8. PACKAGE AND CARRIAGE

The cost of packing and carriage will be charged on all orders unless otherwise agreed in written confirmation between the Company and Customer.

9. CANCELLATION AND VARIATION OF ORDERS

No variation of these terms shall be binding on the Company unless acknowledged in writing by the Company. Orders for Goods may not be cancelled or suspended without the Company’s written consent and on such terms as the Company may reasonably require. Any cancellation or suspension, if accepted, shall be upon the express term that the Company shall be indemnified against any loss incurred wholly or in part by such cancellation or suspension.

10. DELIVERY

The Company shall not be responsible for any failure to perform its obligations hereunder due to circumstances beyond its control.

11. LIABILITY

It is an express condition of sale that liability is limited to the cost of the Goods proved to be defective.

Under no circumstances shall the Company be liable to the Customer or to third-parties for loss (including, but not limited to, loss of profit or data), damage or injury howsoever arising. The Customer shall indemnify the Company in respect of all damage or injury occurring to any personal property and against any actions and expenses in that connection for which the Company may become liable in respect of the Goods sold if the damage or injury is caused by negligence of the Customer or his servants or agents.

12. SPECIAL CONDITIONS

In the event of the Customer’s order containing special conditions, the order will only be accepted on the understanding that those conditions do not differ from our own, or, if there are any differences, that such conditions shall be waived by the Customer.

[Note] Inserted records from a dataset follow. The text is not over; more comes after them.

PR #1075, opened 2019-07-05
Rewrite SubmittableExtrinsic.ts (close #1045)

### LINKED ISSUE #1045: Rewrite SubmittableExtrinsic.ts
This file: https://github.com/polkadot-js/api/blob/master/packages/api/src/SubmittableExtrinsic.ts

It's hard to maintain, everytime I read this file, I need a 10 good minutes to get what it's doing.

Some ideas:
- Only use TS classes (loaded at runtime, but still possible), no `Object.defineProperties`
- See if `decorateMethod` can be less hacky inside
- https://github.com/polkadot-js/api/blob/5e5bb9984b1f42f0dbc3b4d42a41fdb17aa60898/packages/api/src/SubmittableExtrinsic.ts#L69-L71

How do I pass in options and a callback?
- https://github.com/polkadot-js/api/blob/5e5bb9984b1f42f0dbc3b4d42a41fdb17aa60898/packages/api/src/SubmittableExtrinsic.ts#L79
This seems to be used nowhere...

axelchalon:
close https://github.com/polkadot-js/api/issues/1045


axelchalon:
cf failing travis build / tsc : no idea why `typeof _options extends Callback<ISubmittableResult>` isn't matched for `signAndSend (account: IKeyringPair | string | AccountId | Address, _options?: Partial<SignatureOptions> | Callback<ISubmittableResult>, statusCb?: Callback<ISubmittableResult>)` when calling it with `.signAndSend(keyring.alice, ({ status }: SubmittableResult) => { ... }`

ianhe8x:
SubmittableExtrinsic used to extends Extrinsic like the change you made, i changed it to use Object.defineProperties because in our project we have custom extrinsic implementation. you can check `https://github.com/polkadot-js/api/pull/739` for more info.

jacogr:
Yes, Ian is right - we should not extend it, specifically for the reasons mentioned, ie. Custom extrinsic implementations. (We are Not just catering for Polkadot and simple substrate chains here)

ianhe8x:
I did another version(#1083 ), feedback welcomes.

ianhe8x:
this DynamicExtrinsicSubmittable ideally  only need to be created once, maybe we can store it in base as a protected member and reuse

ianhe8x:
i just think of some cases it will be handy if i have access to it, so i can do some thing with its prototype

axelchalon:
actually, what prevents us from registering DynamicExtrinsicSubmittable inside the TypeRegistry? i.e. having `SubmittableExtrinsic` in `@polkadot/types` just like `Extrinsic`; only downside I see is that if we register a custom extrinsic, we also have to register a custom submittableextrinsic. is this it?

ianhe8x:
Only problem is there would be two SubmittableExtrisic, one for PromiseApi the other for Rx

axelchalon:
> Yes, Ian is right - we should not extend it, specifically for the reasons mentioned, ie. Custom extrinsic implementations. (We are Not just catering for Polkadot and simple substrate chains here)

gotcha, but extending the dynamically fetched Extrinsic class from the type registry (like now this in PR) should be ok, or?

axelchalon:
cc @jacogr does the code of this PR look good and do we want to merge it? if so I'll merge from master and fix the conflicts. else we can close the PR

jacogr:
So, things have changed quite a bit... which actually means what you set out to do initially is now actually possible.

Look at `api-derive/type/HeaderExtended`, it extends via `ClassOf('Header')` which pulls the Header from the registry.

13. HEALTH AND SAFETY AT WORK

In compliance with statute, the Company confirms that the Goods supplied do not present a hazard to health and safety when properly used and when used for the purpose for which they are designed and provided also that the Customer or his servants or his agents takes reasonable and normal precautions in their use.

14. WARRANTIES

The Company offers the Customer the benefit of the warranty period offered by the manufacturer. 
No additional warranties are offered unless agreed in writing between both parties.

15. FAILURE

The failure of the Company at any time or for any period to enforce any one or more of these Terms and Conditions shall not be a waiver of them or a waiver of the right to enforce such Terms and Conditions on any future occasion.

16. ABOVE CONDITIONS

Each of the above conditions shall be read and construed independently of each other so that, if one or more is held to be invalid, then the remaining Terms and Conditions shall be valid to the extent they are not held to be so invalid.
Further, in the event that any Term or Condition shall be found to be void but will be valid if some part thereof were deleted then such Term and Condition shall apply with such modification as may be necessary to make it valid and effective.

17. DISPUTES

This contract shall be governed by English law and the English Courts shall have exclusive jurisdiction in any dispute which may arise save that the Company may institute and maintain proceedings in respect of this contract in any country. Proceedings against a foreign customer may be served by post addressed to him at any consulate of his country or residence of nationality. All quotations are given and all orders are accepted subject to the Company’s conditions of Sale and no other.
Any modification of these conditions is ineffective unless made by written agreement between the parties.

18. FINAL RIGHTS

Earshot Communications terms and conditions are to take precedence over any other terms and conditions.